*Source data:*
-- Opening Marker --

PR #1650, opened 2026-07-19
fix(values): un-box memory-allocated enum payload in Value::to_ptr

TomerStarkware:
## What

The `Enum` arm of `Value::to_ptr` (`src/values.rs`) copied the payload straight from the pointer returned by the payload's own `to_ptr`. When the payload is a **memory-allocated** type — e.g. a nested `>=2`-variant enum, which `is_memory_allocated` marks true — that pointer is a *wrapper* (a pointer to the data pointer). The copy therefore read the 8-byte wrapper pointer plus adjacent bump-arena garbage into the parent variant slot, instead of the actual payload data.

Because a 2-variant enum accepts any tag bit pattern, the corrupted value never trips an "invalid tag" assert: execution completes and returns a wrong result with **no crash and no signal** — a silent correctness bug.

The sibling `Struct` arm a few lines above already handles this by un-boxing memory-allocated members; this change makes the `Enum` arm do the same.

## Fix

```rust
let payload_type_id = &info.variants[*tag];
let payload_ty = registry.get_type(payload_type_id)?;
let payload = value.to_ptr(arena, registry, payload_type_id)?;
// Undo the wrapper pointer added when the payload is memory
// allocated (e.g. a nested >=2-variant enum).
let payload = if payload_ty.is_memory_allocated(registry)? {
    *payload.cast::<NonNull<()>>().as_ref()
} else {
    payload
};
```

## Reachability / scope

Only reachable through the generic `JitNativeExecutor::invoke_dynamic(&[Value], …)` API (used by `cairo-native-run` / `cairo-native-test` and library consumers passing structured `Value` arguments). The Starknet **contract** path (`executor/contract.rs`) marshals arguments and results as raw felts and never calls `Value::to_ptr` / `Value::from_ptr`, so sequencer/contract execution is unaffected.

## Test

Adds `nested_enum_argument_matches_vm` (`tests/tests/enums.rs`) with a nested 2-variant-enum program (`test_data/programs/nested_enum_arg.cairo`), comparing native vs VM across all four `(outer_tag, inner_tag)` combinations.

- **Before the fix:** fails — for `Outer::X(Inner::A(0x1234))` the VM returns `4660` while native returns garbage (`859618275080168…`).
- **After the fix:** passes; full enum/result suite green (29/29).

🤖 Generated with [Claude Code](https://claude.com/claude-code)

- - -
This change is [Reviewable](https://reviewable.io/reviews/starkware-libs/cairo_native/1650)

### DIFF
--- a/src/values.rs
+++ b/src/values.rs
@@ -327,7 +327,17 @@ impl Value {
                         native_assert!(*tag < info.variants.len(), "Variant index out of range.");
 
                         let payload_type_id = &info.variants[*tag];
+                        let payload_ty = registry.get_type(payload_type_id)?;
                         let payload = value.to_ptr(arena, registry, payload_type_id)?;
+
+                        // Undo the wrapper pointer added when the payload is memory
+                        // allocated (e.g. a nested >=2-variant enum), so that the copy
+                        // below reads the payload data rather than the wrapper pointer.
+                        let payload = if payload_ty.is_memory_allocated(registry)? {
+                            *payload.cast::<NonNull<()>>().as_ref()
+                        } else {
+                            payload
+                        };
 
                         let (layout, tag_layout, variant_layouts) =
                             crate::types::r#enum::get_layout_for_variants(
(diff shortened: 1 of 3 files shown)


orizi (approved):
:lgtm:

> @orizi reviewed 3 files and all commit messages, and made 1 comment.
> *[Reviewable](https://reviewable.io/reviews/starkware-libs/cairo_native/1650#-:-Oxuo0Wa-2DZUhEc5FBv:bnfp4nl)* status: <span>:shipit:</span> complete! all files reviewed, all discussions resolved (waiting on TomerStarkware).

-- Closing Marker --

*The problem:*
Lines with the string "orizi": say how many appear in the entries above, giving the number alone.

*Final answer:*
2